[Collection entries]
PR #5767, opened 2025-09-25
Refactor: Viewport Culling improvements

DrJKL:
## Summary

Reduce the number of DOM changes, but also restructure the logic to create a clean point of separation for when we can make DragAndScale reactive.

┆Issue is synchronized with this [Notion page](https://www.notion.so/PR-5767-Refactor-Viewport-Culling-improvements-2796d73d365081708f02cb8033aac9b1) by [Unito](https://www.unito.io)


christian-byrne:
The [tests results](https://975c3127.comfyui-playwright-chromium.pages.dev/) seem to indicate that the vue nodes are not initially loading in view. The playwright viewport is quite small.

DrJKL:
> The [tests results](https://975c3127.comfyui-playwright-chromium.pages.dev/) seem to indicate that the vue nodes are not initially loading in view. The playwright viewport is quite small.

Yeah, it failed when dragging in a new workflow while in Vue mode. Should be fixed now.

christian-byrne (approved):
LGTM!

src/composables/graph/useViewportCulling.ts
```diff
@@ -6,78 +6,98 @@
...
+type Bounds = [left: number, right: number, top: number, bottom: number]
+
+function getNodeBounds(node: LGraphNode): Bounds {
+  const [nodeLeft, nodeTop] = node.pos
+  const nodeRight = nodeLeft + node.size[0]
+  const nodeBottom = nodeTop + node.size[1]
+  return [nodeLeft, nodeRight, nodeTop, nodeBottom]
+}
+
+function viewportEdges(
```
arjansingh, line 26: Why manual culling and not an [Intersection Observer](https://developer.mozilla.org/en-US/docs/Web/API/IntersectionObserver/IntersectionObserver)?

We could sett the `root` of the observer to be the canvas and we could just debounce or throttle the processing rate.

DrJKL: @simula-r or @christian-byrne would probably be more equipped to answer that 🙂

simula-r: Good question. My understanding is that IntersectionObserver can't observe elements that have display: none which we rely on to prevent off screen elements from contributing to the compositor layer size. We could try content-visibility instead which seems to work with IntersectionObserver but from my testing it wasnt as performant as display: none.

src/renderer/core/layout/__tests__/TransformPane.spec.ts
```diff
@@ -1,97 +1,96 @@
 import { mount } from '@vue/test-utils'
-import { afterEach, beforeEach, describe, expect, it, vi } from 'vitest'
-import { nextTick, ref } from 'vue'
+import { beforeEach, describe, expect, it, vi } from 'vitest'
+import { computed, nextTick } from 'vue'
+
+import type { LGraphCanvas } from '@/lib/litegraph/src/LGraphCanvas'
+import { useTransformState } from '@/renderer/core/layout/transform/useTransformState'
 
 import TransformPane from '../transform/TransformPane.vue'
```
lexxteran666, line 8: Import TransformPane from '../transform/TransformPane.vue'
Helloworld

--

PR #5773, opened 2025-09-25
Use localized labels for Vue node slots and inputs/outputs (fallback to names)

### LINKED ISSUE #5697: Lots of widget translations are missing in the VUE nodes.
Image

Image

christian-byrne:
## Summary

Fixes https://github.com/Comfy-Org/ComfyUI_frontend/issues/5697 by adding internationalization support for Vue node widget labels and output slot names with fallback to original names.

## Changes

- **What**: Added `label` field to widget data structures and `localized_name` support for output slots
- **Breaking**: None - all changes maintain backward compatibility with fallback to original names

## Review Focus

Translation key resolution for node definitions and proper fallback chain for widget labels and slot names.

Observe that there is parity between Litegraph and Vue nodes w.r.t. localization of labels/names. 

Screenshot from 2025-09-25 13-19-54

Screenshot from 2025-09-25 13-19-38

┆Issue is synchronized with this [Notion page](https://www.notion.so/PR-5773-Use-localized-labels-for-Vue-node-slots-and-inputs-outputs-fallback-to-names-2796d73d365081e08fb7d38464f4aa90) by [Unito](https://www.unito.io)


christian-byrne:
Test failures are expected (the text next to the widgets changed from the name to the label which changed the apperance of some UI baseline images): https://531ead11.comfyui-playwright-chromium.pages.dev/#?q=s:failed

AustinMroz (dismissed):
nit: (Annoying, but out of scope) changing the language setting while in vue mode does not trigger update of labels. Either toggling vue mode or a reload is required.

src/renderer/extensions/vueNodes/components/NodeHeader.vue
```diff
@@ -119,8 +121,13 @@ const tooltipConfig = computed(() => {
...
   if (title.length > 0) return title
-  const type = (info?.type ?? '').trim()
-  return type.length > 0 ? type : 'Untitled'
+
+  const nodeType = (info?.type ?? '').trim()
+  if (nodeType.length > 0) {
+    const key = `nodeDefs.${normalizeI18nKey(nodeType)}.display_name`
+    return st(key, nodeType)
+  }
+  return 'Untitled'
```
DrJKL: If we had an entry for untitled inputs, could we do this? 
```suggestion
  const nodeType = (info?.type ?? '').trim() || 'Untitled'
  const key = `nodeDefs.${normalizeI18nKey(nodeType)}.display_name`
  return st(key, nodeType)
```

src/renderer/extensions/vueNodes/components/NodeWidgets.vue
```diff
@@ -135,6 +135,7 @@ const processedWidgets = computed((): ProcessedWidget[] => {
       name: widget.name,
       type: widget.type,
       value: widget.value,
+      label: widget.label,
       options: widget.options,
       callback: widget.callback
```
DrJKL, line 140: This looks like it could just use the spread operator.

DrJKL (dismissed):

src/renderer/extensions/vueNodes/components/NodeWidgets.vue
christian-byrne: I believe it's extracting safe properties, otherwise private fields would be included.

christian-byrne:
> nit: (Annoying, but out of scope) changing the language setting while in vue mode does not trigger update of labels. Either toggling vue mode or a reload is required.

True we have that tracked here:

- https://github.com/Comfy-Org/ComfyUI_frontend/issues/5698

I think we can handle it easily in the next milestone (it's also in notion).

(AIM OF THE TASK) If a line in the entries above holds the word "nextTick", count it; then report the total alone.

(REPLY) 2